Issue #89, opened 2022-09-27
Add a validating webhook


qbarrand:
Some complex constraints cannot be expressed through kubebuilder / OpenAPI annotations.
To avoid errors at runtime, non-trivial validations are typically implemented in a [Validating Admission Webhook](https://book.kubebuilder.io/reference/admission-webhook.html). We should implement such a webhook to detect malformed `Modules` as early as possible.

**Checks:**
- [ ] all regexes in the `Module` are valid
- [ ] all kernel mappings should have a non-empty `containerImage` field, unless `.spec.moduleLoader.container.containerImage` is defined
- [ ] `.spec.moduleLoader.container.modprobe.moduleName` is not empty unless both `modprobe.rawArgs.load` and `modprobe.rawArgs.unload` are defined

yevgeny-shnaidman:
in case RawArgs are set, webhooks must make sure that -a option is not set ( -a option is not support by KMM)

qbarrand:
Merged in #348 #368 #383 #388

PR #348, opened 2023-03-21
Create a validation webhook

erusso7:
Job done:

- Generated all the required files using `operator-sdk` to enable the webhook for the operator. 
- Implemented the first validation using the `Create` and `Update` webhook
- Implement other validations to meet the #89 issue's requirements. 
- Squash commits before the final PR

Pending to do:
- Adapt this code to make it work downstream


cmd/manager/main.go
```diff
@@ -178,6 +178,10 @@ func main() {
 		}
 	}
 
+	if err = (&v1beta12.Module{}).SetupWebhookWithManager(mgr); err != nil {
+		setupLogger.Error(err, "unable to create webhook", "webhook", "Module")
+		os.Exit(1)
```
ybettan, line 183: How about using `cmd.FatalError` here?

api/v1beta1/module_webhook.go
```diff
@@ -0,0 +1,80 @@
...
+
+// ValidateCreate implements webhook.Validator so a webhook will be registered for the type
+func (r *Module) ValidateCreate() error {
+	modulelog.Info("validate create", "name", r.Name)
+
+	if err := r.validateKernelMappingRegex(); err != nil {
+		return err
+	}
+
+	return nil
```
ybettan, line 49:
```suggestion
	return r.validateKernelMappingRegex()
```

api/v1beta1/module_webhook.go
```diff
@@ -0,0 +1,80 @@
...
+
+// ValidateUpdate implements webhook.Validator so a webhook will be registered for the type
+func (r *Module) ValidateUpdate(old runtime.Object) error {
+	modulelog.Info("validate update", "name", r.Name)
+
+	if err := r.validateKernelMappingRegex(); err != nil {
+		return err
+	}
+
+	return nil
```
ybettan, line 60:
```suggestion
	return r.validateKernelMappingRegex()

```

api/v1beta1/module_webhook.go
```diff
@@ -0,0 +1,80 @@
...
+// ValidateDelete implements webhook.Validator so a webhook will be registered for the type
+func (r *Module) ValidateDelete() error {
+	return nil
+}
+
+func (r *Module) validateKernelMappingRegex() error {
+	if r.Spec.ModuleLoader.Container.KernelMappings == nil {
+		return nil
+	}
+
```
qbarrand, line 64:
```suggestion
```

api/v1beta1/module_webhook.go
```diff
@@ -0,0 +1,80 @@
...
+	for _, km := range r.Spec.ModuleLoader.Container.KernelMappings {
+		if _, rErr := regexp.Compile(km.Regexp); rErr != nil {
+			return errors.New("invalid regex: " + rErr.Error())
+		}
+	}
```
qbarrand:
```suggestion
	for idx, km := range r.Spec.ModuleLoader.Container.KernelMappings {
		if km.Regexp == "" {
			continue
		}
	
		if _, rErr := regexp.Compile(km.Regexp); rErr != nil {
			return fmt.Errorf("invalid regex at index %d: %v", idx, err)
		}
	}
```

config/webhook/kustomizeconfig.yaml
```diff
@@ -0,0 +1,25 @@
...
+    path: webhooks/clientConfig/service/name
+  - kind: ValidatingWebhookConfiguration
+    group: admissionregistration.k8s.io
+    path: webhooks/clientConfig/service/name
+
+namespace:
+- kind: MutatingWebhookConfiguration
+  group: admissionregistration.k8s.io
+  path: webhooks/clientConfig/service/namespace
+  create: true
```
qbarrand, line 18:
```suggestion
```

api/v1beta1/module_webhook.go
```diff
@@ -0,0 +1,80 @@
...
+
+func (r *Module) validateKernelMappingRegex() error {
+	if r.Spec.ModuleLoader.Container.KernelMappings == nil {
+		return nil
+	}
+
+	for _, km := range r.Spec.ModuleLoader.Container.KernelMappings {
+		if _, rErr := regexp.Compile(km.Regexp); rErr != nil {
+			return errors.New("invalid regex: " + rErr.Error())
+		}
```
ybettan, line 76:
```suggestion
		if _, err := regexp.Compile(km.Regexp); err != nil {
			return fmt.Errorf("invalid regex: %v", err)
		}
```

api/v1beta1/module_webhook.go
erusso7: For the moment, I will reject this suggestion because the plan is to have a "pipeline" of at least 3 validations, and this refactor will be done at the last validation.

api/v1beta1/module_webhook_test.go
```diff
@@ -0,0 +1,79 @@
...
+			Container: ModuleLoaderContainerSpec{
+				KernelMappings: nil,
+			},
+		},
+	},
+}
+
+var _ = BeforeEach(func() {
+	module.Spec.ModuleLoader.Container.KernelMappings = validKMs
+})
```
ybettan, line 50: I will suggest not having a global `BeforeEach`.

You can have 1 BeforeEach per spec (`It`) if you wish if it makes sense to have it. Otherwise I will just defined a module in each `Describe` or `It` separately.

api/v1beta1/module_webhook_test.go
```diff
@@ -0,0 +1,79 @@
...
+
+var module = &Module{
+	Spec: ModuleSpec{
+		ModuleLoader: ModuleLoaderSpec{
+			Container: ModuleLoaderContainerSpec{
+				KernelMappings: nil,
+			},
+		},
+	},
+}
```
ybettan, line 46: Can we please define those in each `Describe`/`It` accordingly instead of having global variables?
ATM you have them globally and override them in some `It`. This can become very messy when the test file is starting to grow.

api/v1beta1/module_webhook_test.go
```diff
@@ -0,0 +1,79 @@
...
+		e := module.ValidateCreate()
+		Expect(e).To(BeNil())
+	})
+
+	It("should fail when an invalid regex is found", func() {
+		m := module
+		m.Spec.ModuleLoader.Container.KernelMappings = invalidKMs
+		e := module.ValidateCreate()
+		Expect(e).To(HaveOccurred())
+		Expect(e.Error()).To(ContainSubstring("invalid regex:"))
```
ybettan, line 63:
```suggestion
		Expect(e.Error()).To(ContainSubstring("invalid regexp"))
```

api/v1beta1/module_webhook_test.go
```diff
@@ -0,0 +1,79 @@
...
+	})
+})
+
+var _ = Describe("ValidateUpdate", func() {
+	It("should pass when all conditions are met", func() {
```
ybettan, line 68: We should also have a test in case one of the regexp isn't valid.

api/v1beta1/module_webhook_test.go
```diff
@@ -0,0 +1,79 @@
...
+		e := module.ValidateUpdate(nil)
+		Expect(e).To(BeNil())
+	})
+})
+
+var _ = Describe("ValidateDelete", func() {
+	It("should do nothing and return always nil", func() {
+		e := module.ValidateDelete()
+		Expect(e).To(BeNil())
```
ybettan, line 77: Same comment as before.

api/v1beta1/module_webhook_test.go
erusso7: Done :heavy_check_mark: but it looks like very repetitive code because we are modifying a deep property of the `Module` struct.

qbarrand (commented):
I think we should also [declare a dependency](https://olm.operatorframework.io/docs/concepts/olm-architecture/dependency-resolution/#declaring-dependencies) on cert-manager.

api/v1beta1/module_webhook.go
erusso7: This check is to prevent the `KernelMappings` is a nil point, otherwise, it will panic. I understand that from the use-case point of view, it will never be `nil`, should we remove it in that case?

api/v1beta1/module_webhook.go
erusso7: An empty regexp is valid and will pass the `Compile` check, should we split that and do redundant checks?

I'll add the index to explain better the error to the user :+1:

api/v1beta1/module_webhook.go
ybettan: `KernelMappings` is defined as a list of `KernelMapping`s in the [API](https://github.com/kubernetes-sigs/kernel-module-management/blob/50a9d36c7ec21cad4d201af40d6d0a96e0db8386/api/v1beta1/module_types.go#L189). Which means that if it wasn't define in the Module, it will just be any empty list (and not `nil`).

api/v1beta1/module_webhook.go
```diff
@@ -0,0 +1,108 @@
...
+//+kubebuilder:webhook:path=/validate-kmm-sigs-x-k8s-io-v1beta1-module,mutating=false,failurePolicy=fail,sideEffects=None,groups=kmm.sigs.x-k8s.io,resources=modules,verbs=create;update,versions=v1beta1,name=vmodule.kb.io,admissionReviewVersions=v1
+
+var _ webhook.Validator = &Module{}
+
+// ValidateCreate implements webhook.Validator so a webhook will be registered for the type
+func (r *Module) ValidateCreate() error {
+	modulelog.Info("validate create", "name", r.Name)
+
+	if err := r.validateKernelMappingRegex(); err != nil {
+		return err
```
ybettan, line 46:
```suggestion
		return fmt.Errorf("failed to validate the kernel mapping regexps: %v", err)
```

api/v1beta1/module_webhook.go
```diff
@@ -0,0 +1,108 @@
...
+
+	return r.validateModuleName()
+}
+
+// ValidateUpdate implements webhook.Validator so a webhook will be registered for the type
+func (r *Module) ValidateUpdate(_ runtime.Object) error {
+	modulelog.Info("validate update", "name", r.Name)
+
+	if err := r.validateKernelMappingRegex(); err != nil {
+		return err
```
ybettan, line 57:
```suggestion
		return fmt.Errorf("failed to validate the kernel mapping regexps: %v", err)
```

api/v1beta1/module_webhook.go
```diff
@@ -0,0 +1,108 @@
...
+	}
+
+	container := r.Spec.ModuleLoader.Container
+
+	for idx, km := range container.KernelMappings {
+		if _, err := regexp.Compile(km.Regexp); err != nil {
+			return fmt.Errorf("invalid regexp at index %d: %v", idx, err)
+		}
+
+		if len(container.ContainerImage) == 0 && len(km.ContainerImage) == 0 {
```
ybettan, line 80:
```suggestion
		if lcontainer.ContainerImage == "" && km.ContainerImage == "" {
```

api/v1beta1/module_webhook.go
```diff
@@ -0,0 +1,108 @@
...
+			return fmt.Errorf("missing spec.moduleLoader.container.kernelMappings[].containerImage")
```
ybettan, line 81:
```suggestion
			return fmt.Errorf("missing spec.moduleLoader.container.kernelMappings[%d].containerImage", idx)
```

api/v1beta1/module_webhook.go
```diff
@@ -0,0 +1,108 @@
...
+		}
+	}
+
+	return nil
+}
+
+func (r *Module) validateModuleName() error {
```
ybettan, line 88:
```suggestion
func (r *Module) validateModprobe() error {
```

api/v1beta1/module_webhook.go
```diff
@@ -0,0 +1,108 @@
...
+	"regexp"
+	ctrl "sigs.k8s.io/controller-runtime"
+	logf "sigs.k8s.io/controller-runtime/pkg/log"
+	"sigs.k8s.io/controller-runtime/pkg/webhook"
+)
+
+// log is for logging in this package.
+var modulelog = logf.Log.WithName("module-resource")
+
+func (r *Module) SetupWebhookWithManager(mgr ctrl.Manager) error {
```
ybettan, line 31:
```suggestion
func (m *Module) SetupWebhookWithManager(mgr ctrl.Manager) error {
```
Was this auto-generated by `operator-sdk`? If not, can we please change all the modules names to `m` instead of `r`?

api/v1beta1/module_webhook.go
```diff
@@ -0,0 +1,108 @@
...
+		}
+	}
+
+	return nil
+}
+
+func (r *Module) validateModuleName() error {
+	modprobe := r.Spec.ModuleLoader.Container.Modprobe
+
+	if len(modprobe.ModuleName) > 0 {
```
ybettan, line 91:
```suggestion
	if modprobe.ModuleName != "" {
```

Also, what happens if both `modprobe.ModuleName` and `modprobe.RawArgs` are set? We should return an error in this case aren't we?

api/v1beta1/module_webhook.go
```diff
@@ -0,0 +1,108 @@
...
+		return nil
+	}
+
+	if modprobe.RawArgs == nil {
+		return fmt.Errorf("missing spec.moduleLoader.container.modprobe.moduleName")
```
ybettan, line 96:
```suggestion
		return errors.New("missing spec.moduleLoader.container.modprobe.rawArgs and spec.moduleLoader.container.modprobe.moduleName isn't set")
```

When you don't need any error formatting, it is better to use `errors.New` as it is much faster.

api/v1beta1/module_webhook.go
```diff
@@ -0,0 +1,108 @@
...
+	}
+
+	if len(modprobe.RawArgs.Load) == 0 {
+		return fmt.Errorf("missing spec.moduleLoader.container.modprobe.rawArgs.load")
```
ybettan, line 100:
```suggestion
		return errors.New("missing spec.moduleLoader.container.modprobe.rawArgs.load")
```

api/v1beta1/module_webhook.go
```diff
@@ -0,0 +1,108 @@
...
+	}
+
+	if len(modprobe.RawArgs.Unload) == 0 {
+		return fmt.Errorf("missing spec.moduleLoader.container.modprobe.rawArgs.unload")
+	}
```
ybettan, line 105:
```suggestion
	if len(modprobe.RawArgs.Load) == 0 || len(modprobe.RawArgs.Unload) == 0 {
		return fmt.Errorf("when using spec.moduleLoader.container.modprobe.rawArgs, both load and unload fields should be specified")
	}
```

I think that if you are using rawArgs you must specify both:
1. How to load
2. How to unload

@qbarrand Please keep me honest here.

api/v1beta1/module_webhook_test.go
```diff
@@ -0,0 +1,263 @@
...
+	})
+
+	It("should fail when a kernel-mapping has invalid containerName", func() {
+		mod := &Module{
+			Spec: ModuleSpec{
+				ModuleLoader: ModuleLoaderSpec{
+					Container: ModuleLoaderContainerSpec{
+						Modprobe: ModprobeSpec{
+							ModuleName: "mod-name",
+						},
```
ybettan, line 91: Is this relevant to the test? I think the code will fail before reaching that check anyway.

api/v1beta1/module_webhook_test.go
```diff
@@ -0,0 +1,263 @@
...
+		Expect(e).To(HaveOccurred())
+		Expect(e.Error()).To(
+			ContainSubstring(
+				"missing spec.moduleLoader.container.kernelMappings[].containerImage",
+			),
+		)
+	})
+})
+
+var _ = Describe("validateModuleName", func() {
```
ybettan, line 110:
```suggestion
var _ = Describe("validateModprobe", func() {
```

api/v1beta1/module_webhook_test.go
```diff
@@ -0,0 +1,263 @@
...
+	It("should fail when moduleName is missing", func() {
+		mod := &Module{}
+
+		e := mod.validateModuleName()
```
ybettan, line 114:
```suggestion
		e := mod.validateModprobe()
```

api/v1beta1/module_webhook_test.go
```diff
@@ -0,0 +1,263 @@
...
+	})
+
+	It("should fail when rawArgs.load is empty", func() {
+		mod := &Module{
+			Spec: ModuleSpec{
+				ModuleLoader: ModuleLoaderSpec{
+					Container: ModuleLoaderContainerSpec{
+						Modprobe: ModprobeSpec{
+							RawArgs: &ModprobeArgs{
+								Load: nil,
```
ybettan, line 126:
```suggestion
								Load: []string{},
```

api/v1beta1/module_webhook_test.go
```diff
@@ -0,0 +1,263 @@
...
+
+	It("should fail when rawArgs.unload is empty", func() {
+		mod := &Module{
+			Spec: ModuleSpec{
+				ModuleLoader: ModuleLoaderSpec{
+					Container: ModuleLoaderContainerSpec{
+						Modprobe: ModprobeSpec{
+							RawArgs: &ModprobeArgs{
+								Load:   []string{"arg"},
+								Unload: nil,
```
ybettan, line 147:
```suggestion
								Unload: []string{},
```

api/v1beta1/module_webhook_test.go
```diff
@@ -0,0 +1,263 @@
...
+				},
+			},
+		}
+
+		e := mod.validateModuleName()
+		Expect(e).To(HaveOccurred())
+		Expect(e.Error()).To(ContainSubstring("missing spec.moduleLoader.container.modprobe.rawArgs.unload"))
+	})
+
+	It("should pass when rawArgs has load and unload values", func() {
```
ybettan, line 160: We also need a test to validate that it passes when `spec.moduleLoader.container.modporbe.name` is set (with no rawargs).

cmd/manager/main.go
```diff
@@ -178,6 +178,9 @@ func main() {
 		}
 	}
 
+	if err = (&v1beta12.Module{}).SetupWebhookWithManager(mgr); err != nil {
+		cmd.FatalError(setupLogger, err, "unable to create webhook", "webhook", "Module")
+	}
```
ybettan, line 183:
```suggestion
	}
	
```

ybettan:
```
resource mapping not found for name: "kmm-operator-serving-cert" namespace: "kmm-operator-system" from "ci/install-ci": no matches for kind "Certificate" in version "cert-manager.io/v1"
ensure CRDs are installed first
resource mapping not found for name: "kmm-operator-selfsigned-issuer" namespace: "kmm-operator-system" from "ci/install-ci": no matches for kind "Issuer" in version "cert-manager.io/v1"
ensure CRDs are installed first
make: *** [Makefile:184: deploy] Error 1
```

api/v1beta1/module_webhook.go
erusso7: I prefer sub-sequent `if` statements instead of one with multiple conditions... The validation won't pass if there is one missing so it's checking the same, isn't it?

api/v1beta1/module_webhook_test.go
```diff
@@ -0,0 +1,263 @@
...
+		Expect(e).ToNot(HaveOccurred())
+	})
+
+	It("should pass when regexp and containerImage are valid", func() {
+		mod1 := &Module{
+			Spec: ModuleSpec{
+				ModuleLoader: ModuleLoaderSpec{
+					Container: ModuleLoaderContainerSpec{
+						KernelMappings: []KernelMapping{
+							{Regexp: "", ContainerImage: "image-url"},
```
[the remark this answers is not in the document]
erusso7: Not sure will node will pick, but the regex is valid as the `Compile` method is not complaining

api/v1beta1/module_webhook.go
erusso7: Not sure. I understood that the `modprobe.ModuleName` has a preference and if it's set, we can ignore the `RawArgs`, but maybe I misunderstood the behavior. 

@qbarrand can you confirm this?

api/v1beta1/module_webhook.go
ybettan: Ack. If it was generated that way then feel free to process as you wish. Just make sure it is consistent along the whole file.

api/v1beta1/module_webhook.go
ybettan: You are right, the validation will fail anyway, the error message is a bit less explicit though. I think it makes sense to group them together as they are treated as a pair (both are set or both unset) but if you insist on keeping 2 separate `if`s I won't object.

api/v1beta1/module_webhook_test.go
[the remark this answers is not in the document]
ybettan: Can we put in a real regexp? for example `"*"`? just to make sure we are testing a real usecase?

api/v1beta1/module_webhook_test.go
ybettan: Yup. Sorry, this is hard to follow when non-interface helper-function are used :)
If it is cover in another test then no need to duplicate. Sorry for the noise.

api/v1beta1/module_webhook_test.go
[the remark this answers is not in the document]
erusso7: actually, I think that's invalid because there isn't any char to repeat with `*`. I used a similar example in the invalid case, but anyway, I added a valid case as well :+1:

PROJECT
```diff
@@ -16,9 +16,11 @@ resources:
   kind: Module
   path: github.com/kubernetes-sigs/kernel-module-management/api/v1beta1
   version: v1beta1
+  webhooks:
+    validation: true
+    webhookVersion: v1
 - api:
     crdVersion: v1
-    namespaced: false
```
qbarrand, line 21: Please add this field back.

api/v1beta1/module_webhook.go
```diff
@@ -0,0 +1,101 @@
...
+
+	return nil
+}
+
+func (m *Module) validateModprobe() error {
+	modprobe := m.Spec.ModuleLoader.Container.Modprobe
+
+	if modprobe.ModuleName != "" {
+		return nil
+	}
```
ybettan, line 90:
```suggestion
        if modprobe.ModuleName != "" && modprobe.RawArgs != nil {
            return errors.New("moduleName and rawArgs are mutually exclusive in spec.moduleLoader.container.modprobe")
        }

	if modprobe.ModuleName != "" {
		return nil
	}
```

api/v1beta1/module_webhook.go
```diff
@@ -0,0 +1,101 @@
...
+
+	if modprobe.RawArgs == nil {
+		return errors.New("missing spec.moduleLoader.container.modprobe.moduleName")
+	}
+
+	if len(modprobe.RawArgs.Load) == 0 || len(modprobe.RawArgs.Unload) == 0 {
+		return errors.New("when using spec.moduleLoader.container.modprobe.rawArgs, both load and unload fields should be specified")
+	}
```
ybettan, line 98: I think that `moduleName` and `rawArgs` are mutually exclusive so I would go with:
* If both are not set - return an error
* If both are set - return an error

At this point we can assume that exactly one of them is set, then:
* if moduleName is set return nil

At this point we can assume that `rawArgs` is set
* make sure that both `load` and `unload` are set.

ybettan, line 98: I think there is an issue with this validation. According to the [code](https://github.com/kubernetes-sigs/kernel-module-management/blob/50a9d36c7ec21cad4d201af40d6d0a96e0db8386/internal/daemonset/daemonset.go#L452) `moduleName` must be set so I would start from there and then assume it is set.

qbarrand: I think it's fine to mandate that if raw args are used to load a module, they also need to be used to unload it.
I think the logic is:
```go
moduleNameDefined := modprobe.ModuleName
rawLoadArgsDefined := modprobe.RawArgs != nil && len(modprobe.RawArgs.Load) > 0
rawUnloadArgsDefined := modprobe.RawArgs != nil && len(modprobe.RawArgs.Unload) > 0

if moduleNameDefined && (rawLoadArgsDefined || rawUnloadArgsDefined) {
    return errors.New("rawArgs cannot be set when moduleName is set")
}

if !moduleNameDefined && (!rawLoadArgsDefined || !rawUnloadArgsDefined) {
    return errors.New("load and unload rawArgs must be set when moduleName is unset")
}
```

ci/prow/e2e-incluster-build
```diff
@@ -30,6 +33,14 @@ kubectl apply -f ci/kmm-kmod-dockerfile.yaml
 echo "Add Secrets containing the signing key and certificate..."
 kubectl apply -f ci/secret_kmm-kmod-signing.yaml
 
+# Wait controller-manager and cert-manager are configured before we apply the module because the validation webhook will be called.
+CM_NS=cert-manager
+POD_NAME=$(kubectl -n ${CM_NS} get pods -o json | jq -r '.items[].metadata.name | select(.? | match("cert-manager-webhook"))')
+kubectl wait -n ${CM_NS} "pod/${POD_NAME}" --for jsonpath='{.status.phase}'=Running --timeout=60s
+KMM_NS=kmm-operator-system
+POD_NAME=$(kubectl -n ${KMM_NS} get pods -o json | jq -r '.items[].metadata.name | select(.? | match("controller"))')
+kubectl wait -n ${KMM_NS} "pod/${POD_NAME}" --for jsonpath='{.status.phase}'=Running --timeout=60s
```
qbarrand, line 42: I think we could just wait for the KMM deployment here.
```suggestion
kubectl wait --for=condition=Available deployment/kmm-operator-controller-manager -n kmm-operator-system
```

api/v1beta1/module_webhook.go
```diff
@@ -0,0 +1,111 @@
...
+			return fmt.Errorf("regexp and literal are mutually exclusive properties at kernelMappings[%d]", idx)
+		}
+
+		if km.Regexp == "" && km.Literal == "" {
+			return fmt.Errorf("regexp or literal must be set at kernelMappings[%d]", idx)
+		}
+
+		if _, err := regexp.Compile(km.Regexp); err != nil {
+			return fmt.Errorf("invalid regexp at index %d: %v", idx, err)
+		}
```
ybettan, line 83:
```suggestion
                if km.Literal != "" {
                    return nil
                }
                
		if _, err := regexp.Compile(km.Regexp); err != nil {
			return fmt.Errorf("invalid regexp at index %d: %v", idx, err)
		}
```

api/v1beta1/module_webhook.go
```diff
@@ -0,0 +1,111 @@
...
+
+	return m.validateModprobe()
+}
+
+// ValidateUpdate implements webhook.Validator so a webhook will be registered for the type
+func (m *Module) ValidateUpdate(_ runtime.Object) error {
+	modulelog.Info("Validating Module update", "name", m.Name, "namespace", m.Namespace)
+
+	if err := m.validateKernelMapping(); err != nil {
+		return fmt.Errorf("failed to validate the kernel mapping regexps: %v", err)
```
ybettan, line 58:
```suggestion
		return fmt.Errorf("failed to validate kernel mappings: %v", err)
```
We are not only validating the regexps but also making sure the container image is set.

api/v1beta1/module_webhook.go
```diff
@@ -0,0 +1,111 @@
...
+
+var _ webhook.Validator = &Module{}
+
+// ValidateCreate implements webhook.Validator so a webhook will be registered for the type
+func (m *Module) ValidateCreate() error {
+	modulelog.Info("Validating Module creation", "name", m.Name, "namespace", m.Namespace)
+
+	if err := m.validateKernelMapping(); err != nil {
+		return fmt.Errorf("failed to validate the kernel mapping regexps: %v", err)
+	}
```
ybettan, line 48:
```suggestion
		return fmt.Errorf("failed to validate kernel mappings: %v", err)
```
We are not only validating the regexps but also making sure the container image is set.

.github/workflows/e2e.yaml
```diff
@@ -74,6 +74,9 @@ jobs:
         with:
           start-args: --insecure-registry=host.minikube.internal:5000
 
+      - name: Install cert-manager
+        run: kubectl apply -f https://github.com/cert-manager/cert-manager/releases/download/v1.11.0/cert-manager.yaml
+
```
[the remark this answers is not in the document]
ybettan: I have created 2 PRs to make sure we are not missing such changes in the future:
* https://github.com/kubernetes-sigs/kernel-module-management/pull/353
* https://github.com/kubernetes/test-infra/pull/29149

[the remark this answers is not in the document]
ybettan: Also, don't we need to install `cert-manager` and the validation webhook in `manager-hub` as well?
We can open an issue about it and do it in a later PR though.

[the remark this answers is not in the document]
ybettan: We may need to use https://github.com/kubernetes-sigs/kustomize/issues/880#issuecomment-967153917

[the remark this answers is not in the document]
ybettan: I tried to extract the installation of `certmanager`  (not the `Certificate` nor the `Issuer` but `certmanager itself) to another PR that should be used as a base for this PR IMO.
https://github.com/kubernetes-sigs/kernel-module-management/pull/355

api/v1beta1/module_webhook.go
erusso7: What I have talked about with @qbarrand is the `Literal` and `Regexp` are mutually exclusive. So, I the user is using `Literal`, then the `Regexp` must be empty, and checking that regexp will be very simple and fast, moreover if we `return nil` as in this suggestion, then we will miss the validation of the `containerImage` and that's a requirement. So, I would suggest keeping it this way instead of over-complicating the code with more `if` statements that seem redundant from my POV.
WDYT?

.github/workflows/e2e.yaml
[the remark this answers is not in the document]
ybettan: Updated PR for installing `cert-manager`
* https://github.com/kubernetes-sigs/kernel-module-management/pull/359.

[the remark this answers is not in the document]
ybettan: @erusso7 Can you please rebase the PR on the new `main` branch?

api/v1beta1/module_webhook.go
ybettan: I agree. Your code is better than my suggestion. Let's close this thread and keep the code as it is.

config/cert-manager/kustomization.yaml
```diff
@@ -0,0 +1,2 @@
+bases:
+- https://github.com/cert-manager/cert-manager/releases/download/v1.11.0/cert-manager.yaml
```
ybettan, line 2: We don't need this one anymore. It is now being installed as a pre-requisite by `make deploy`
======
Return a copy of each line of the material that holds the word "unless".

Solution to the problem -
- [ ] all kernel mappings should have a non-empty `containerImage` field, unless `.spec.moduleLoader.container.containerImage` is defined
- [ ] `.spec.moduleLoader.container.modprobe.moduleName` is not empty unless both `modprobe.rawArgs.load` and `modprobe.rawArgs.unload` are defined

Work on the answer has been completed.